"The tree of liberty must be refreshed from time to time with the blood of patriots and tyrants." So observed a sanguine Thomas Jefferson in 1787, responding to news of violent uprising in Massachusetts.
But who ranks as a patriot? And what counts as tyranny? As it turns out, it depends on skin color. Just look in a history textbook.
If whites are involved, uprisings tend to be framed as rebellions. Flip through the index of any social studies text, and you'll find several of them: Bacon's Rebellion, Shays's Rebellion, Dorr's Rebellion. The list goes on.
When blacks are involved, however, an uprising isn't a rebellion; it's a riot. Harlem, Watts, Chicago. Or, more recently, Ferguson.
The point here is not that a riot and a rebellion are one and the same. They aren't. A rebellion is inherently meaningful. It connotes resistance to authority or control. A riot, by contrast, disturbs an otherwise peaceful society -- it is an expression of power and energy rather than of simmering resentment and honest anger. After a riot, everyone goes home and sobers up.
In spite of these seemingly clear distinctions, however, race plays a significant role in how violence is framed for the public. And though such framing may begin informally in conversation or in popular media, it persists in what our children are taught in school and affects the way we understand each other.
For those who lived through them, the so-called riots of the past half century were harrowing events.

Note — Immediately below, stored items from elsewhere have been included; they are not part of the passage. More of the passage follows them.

PR #3574, opened 2020-09-28
feat: add graphql setup

### LINKED ISSUE #3490: Add Graphene for GQL API
Let's add [Graphene]([https://graphene-python.org/)](https://graphene-python.org/)) to expose a GQL API to support the new frontend.  I think in keeping with our API versioning scheme this could could go under

`/api/v5/graphql`

I think we only need to expose the NimbusExperiment model, and then as we add more related models for branches, etc we can add them to this API.

┆Issue is synchronized with this [Jira Task](https://jira.mozilla.com/browse/EXP-312)
┆Issue Number: EXP-312

bbangert:
Because:

* We want to use graphql for nimbus.

This commit:

* Add's basic django-graphene integration with most of the models
  represented.

Closes #3490

### DIFF
--- a/app/experimenter/experiments/api/v5/types.py
+++ b/app/experimenter/experiments/api/v5/types.py
@@ -1,0 +1,39 @@
+from graphene_django.types import DjangoObjectType
+
+from experimenter.experiments.models.nimbus import (
+    NimbusBranch,
+    NimbusBucketRange,
+    NimbusExperiment,
+    NimbusIsolationGroup,
+)
+from experimenter.projects.models import Project
+
+
+class NimbusBranchType(DjangoObjectType):
+    class Meta:
+        model = NimbusBranch
+        exclude = ("id", "experiment", "nimbusexperiment")
+
+
+class NimbusExperimentType(DjangoObjectType):
+    class Meta:
+        model = NimbusExperiment
+        exclude = ("id",)
+
+
+class ProjectType(DjangoObjectType):
+    class Meta:
+        model = Project
+        exclude = ("id",)
+
+
+class NimbusIsolationGroupType(DjangoObjectType):
+    class Meta:
+        model = NimbusIsolationGroup
+        exclude = ("id",)
+
+
+class NimbusBucketRangeType(DjangoObjectType):
+    class Meta:
+        model = NimbusBucketRange
+        exclude = ("id", "experiment")
--- a/app/experimenter/experiments/api/v5/urls.py
+++ b/app/experimenter/experiments/api/v5/urls.py
@@ -1,0 +1,11 @@
+from django.conf.urls import url
+from django.views.decorators.csrf import csrf_exempt
+from graphene_django.views import GraphQLView
+
+urlpatterns = [
+    url(
+        r"graphql",
+        csrf_exempt(GraphQLView.as_view(graphiql=True)),
+        name="nimbus-api-graphql",
+    ),
+]
--- a/app/pyproject.toml
+++ b/app/pyproject.toml
@@ -53,8 +53,10 @@ mozilla-nimbus-shared = "0.0.9"
 isort = "5.5.2"
 google-cloud-storage = "1.31.2"
 django-storages = "1.7.1"
+graphene-django = "^2.13.0"
 
 [tool.poetry.dev-dependencies]
+rope = "^0.17.0"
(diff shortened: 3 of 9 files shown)


app/experimenter/experiments/api/v5/types.py
```diff
@@ -0,0 +1,39 @@
...
+    NimbusExperiment,
+    NimbusIsolationGroup,
+)
+from experimenter.projects.models import Project
+
+
+class NimbusBranchType(DjangoObjectType):
+    class Meta:
+        model = NimbusBranch
+        exclude = ("id", "experiment", "nimbusexperiment")
```
jaredlockhart, line 15: I usually do it the other way around and explicitly list fields rather than using exclude, but then I was thinking about it and I realized that makes sense for a REST API where you only care about some given subset, but for GQL you want the other way around and just expose the whole kit'n'kaboodle.

app/experimenter/experiments/api/v5/urls.py
```diff
@@ -0,0 +1,7 @@
+from django.conf.urls import url
+from django.views.decorators.csrf import csrf_exempt
+from graphene_django.views import GraphQLView
+
+urlpatterns = [
+    url(r"graphql", csrf_exempt(GraphQLView.as_view(graphiql=True)), name="graphql"),
```
jaredlockhart, line 6: Ty 🙏

jaredlockhart: Oh name should be qualified with the app as well since it's a single global namespace, so something like

`nimbus-api-graphql`

or wahtever

app/pyproject.toml
```diff
@@ -53,8 +53,10 @@ mozilla-nimbus-shared = "0.0.9"
 isort = "5.5.2"
 google-cloud-storage = "1.10.0"
 django-storages = "1.7.1"
+graphene-django = "^2.13.0"
 
 [tool.poetry.dev-dependencies]
+rope = "^0.17.0"
```
jaredlockhart, line 59: Sneaking rope in? ;D  Does this integrate with vscode?  Or you just call it from the command line?

jaredlockhart (approved):
Awesome looks great @bbangert :D

app/pyproject.toml
bbangert: I honestly have no idea what put that in. It's a mystery to me as well.

app/experimenter/experiments/api/v5/types.py
bbangert: Right, the client-side is going to request whatever subset it cares about. Since this is an internal tool it feels a bit faster on turn-around to exclude up front.

app/pyproject.toml
bbangert: Ok, I found out what happened. I guess I tried to use a VS Code refactor, and it said, "Mind if I install a Python refactor tool?", and I was like, "yea, whatever", and so VS Code installed it and made a record of it for poetry.

pdehaan: Did we mean to revert the `rope` dev-dependency before merging this?

bbangert: I was not intending to, as its a useful dependency for VS Code. Due to the container setup its a major pain to always be re-installing this manually.

pdehaan:
Sorry, I'm not super fluent in GraphQL, but now that this has [landed on stage](https://stage.experimenter.nonprod.dataops.mozgcp.net/api/v5/graphql#query=query%20%7B%0A%20%20allExperiments%20%7B%0A%20%20%20%20name%0A%20%20%20%20slug%0A%20%20%20%20publicDescription%0A%20%20%7D%0A%7D%0A) :tada:, I just wanted to confirm this behavior in the GraphiQL UI:



### INPUT

```gql
query {
  allExperiments {
    name
    slug
    publicDescription
  }
}
```

### OUTPUT

```json
{
  "data": {
    "allExperiments": []
  }
}
```

I wasn't expecting an empty array of `allExperiments`, but wasn't sure if I possibly copy/pasted the query language from the wrong place in the commits above, or if there possibly be needs to be a bit more plumbing.

bbangert:
@pdehaan yup, if there are no results, then an empty result set will be returned. Note that this is only querying Nimbus experiments.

Those angry -- about their interactions with police; about their daily interactions with bigotry; about their poverty and their limited opportunities -- unleashed their disappointments and their rage. And cities exploded. To many, the violence seemed to come out of nowhere.
Yet as it so happens, the events classified as "rebellions" in schoolbooks are often eerily similar.
In Bacon's Rebellion, for instance, colonists defied Virginia governor William Berkeley and initiated a series of attacks on Native Americans, whom they blamed for many of their woes. Returning to Jamestown as criminals, the rebels laid siege to the city and eventually burned it to the ground.
Is this substantively different from any one of the urban riots of the past half century?
Despite these parallels, however, the events are presented in radically different light. Bacon's Rebellion is framed by one mainstream high school textbook as hastening "the end of an era of executive tyranny." The uprisings of the 1960s, on the other hand, garner the following two sentences in another typical text: "In the 'long hot summer' of 1964 riots erupted in African American sections of many large cities in the North. In 1965 the Watts riot in Los Angeles resulted in the death of 34 people and the destruction by fire of $35 million in property." Similar events; not so similar treatments.
Perhaps even more striking is the way that rebellions are always framed by a positive upshot -- a treatment never received by African American "riots."
In Shays's Rebellion, for instance, angry farmers and veterans organized an armed force and marched on a federal armory, seeking to overthrow the government. Yet the texts don't focus on violence. Instead, they tend to focus on the motivations of the rebels and, as in one best-seller, the "powerful effect" of the rebellion on public opinion and the framing of the Constitution. Dorr's Rebellion gets a similar treatment. Though it culminated in an attack on an arsenal, with the aim of seizing enough weapons to establish a new government, violence is never the heart of the story. According to one widely-adopted textbook, Dorr's Rebellion was ultimately a success that resulted "in an extension of the vote to all white males."
None of this justifies violence of any sort. It does, however, underscore the different ways that whites and blacks are perceived in our society. Rebels are heroes fighting tyrants, driven by purpose. Rioters, on the other hand, are villains. Their actions are irrational. Or, as Missouri Governor Jay Nixon recently described events in Ferguson, "senseless."
This is deeply problematic. Not just because it denies motive and reason to people of color. But also because it precludes us from seriously considering -- and addressing -- the root causes of such events. After all, you don't respond to the concerns of rioters; you pepper spray them.
No wonder we keep repeating this story -- each time in a new place, but always with a similar plot.
If we want to put urban unrest behind us, we need to see rebellion for what it is. We must consider the possibility that patriotism comes in all shades.